There's been some chatter lately about how the next version of HTML 5 might make Flash irrelevant. And not only Flash, but also Adobe Flex, Microsoft Silverlight, and Oracle JavaFX might similarly become useless.

This is because the latest version of HTML has a lot of features that were previously confined to advanced animation plug-ins... the three I like the most are:

  • The <audio> and <video> elements, which allow for embedding rich media directly into the browser; the #1 use case of Flash.
  • The <canvas> element, which allows for images and vector-graphics to be directly rendered with JavaScript, which allows simple animations; the #2 use case of Flash.
  • Offline data storage so your users can keep a 5Mb database offline, manipulate data, and re-sync the data later; an uncommon use case, but vital for rich internet application that you can use on an airplane.

These features have been necessary for a long time... and even though HTML 5 is not yet a finished standard, most of it is already supported in major browsers: Firefox 3, Internet Explorer 8, and Safari 4. This means that you can create a HTML 5 application right now!
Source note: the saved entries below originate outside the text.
PR #593, opened 2022-12-01
Update System.Drawing.Common to avoid vulnerability

tlmii:
We got a CG alert for `System.Drawing.Common` 4.7.0. Eventually we can update the AppInsights dependency to 2.22 and it'll bring in something without the vulnerability, but for now we need to pin `System.Drawing.Common` to 4.7.2.

### DIFF
--- a/src/Microsoft.HttpRepl.Telemetry/Microsoft.HttpRepl.Telemetry.csproj
+++ b/src/Microsoft.HttpRepl.Telemetry/Microsoft.HttpRepl.Telemetry.csproj
@@ -7,4 +7,13 @@
     <PackageReference Include="Microsoft.DotNet.PlatformAbstractions" />
     <PackageReference Include="Microsoft.Win32.Registry" />
   </ItemGroup>
+
+  <ItemGroup>
+    <!--
+      This PackageReference is only here to deal with a Component Governance alert.
+      Once Microsoft.ApplicationInsights.WorkerService 2.22 is released, we can
+      update our reference to that and remove this.
+    -->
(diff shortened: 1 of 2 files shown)


src/Microsoft.HttpRepl.Telemetry/Microsoft.HttpRepl.Telemetry.csproj
```diff
@@ -7,4 +7,13 @@
...
     <PackageReference Include="Microsoft.Win32.Registry" />
   </ItemGroup>
+
+  <ItemGroup>
+    <!--
+      This PackageReference is only here to deal with a Component Governance alert.
+      Once Microsoft.ApplicationInsights.WorkerService 2.22 is released, we can
+      update our reference to that and remove this.
+    -->
+    <PackageReference Include="System.Drawing.Common" />
```
jimmylewis, line 17: This should be unnecessary.  With CPM, versions pinned in the Directory.Packages.props file are applied to transitive dependencies as well.

tlmii: I didn't have transitive pinning enabled yet (its disabled by default). Added it, removed this PackageReference and a couple others that were just for transitive dependencies.

jimmylewis: Oh right, I forgot it's not the default (it was during the feature previews).  LGTM now ;)

jimmylewis (approved):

Probably the most famous HTML 5 application out there is Google Wave for email, which we are all just dying to try out!

I feel that this kind of competition will be healthy... I'd wager that 90% of what people currently use Flash for could just as easily be done in HTML 5. Also, by being standards compliant, you'll have fewer concerns about vendor lock-in. What happens if Adobe gets into trouble, then is bought out by Computer Associates? No more Flash for you!

However, there is still a problem... currently HTML 5 compliant browsers are only 60% of the market... I know quite a few enterprises that are still on IE 6, fer crying out loud... Flash has the distinct advantage of working on older browsers, and has about a 95% market penetration. Although, last year at this time only 5% of users had a HTML 5 compliant browser, so maybe by May 2010 HTML 5 will be as popular as Flash?

Hard to say...

UPDATE 1: Well, it's now May 2010, so I redid the numbers... and according to the browser numbers from W3Schools about 75% of the market is using HTML5 compliant browsers. Now that Google has dropped support for IE6, I'd wager this number will be close to 95% in May 2011...

This question came up recently in the content management universe... a few weeks back EMC/Documentum unveiled their latest UI at the Gartner conference on Portals and Collaboration... and it was a pretty slick Flex-based UI. A daring move... However, slick UIs don't need Flex. Billy and I got a demo from Jason Bright about Media Beacon's latest app. It was very flashy, and uses pure HTML, CSS, and JavaScript. As Jason told CMS Watch:

"Flex, like ActiveX, Silverlight, and Java Applets before them are, in a sense, replacements to the browser. Each replaces the web browser in a proprietary way. While I love Flex as a technology, I do not think it is a good strategic decision to throw out the traditional browser for a new client-server model no matter how attractive"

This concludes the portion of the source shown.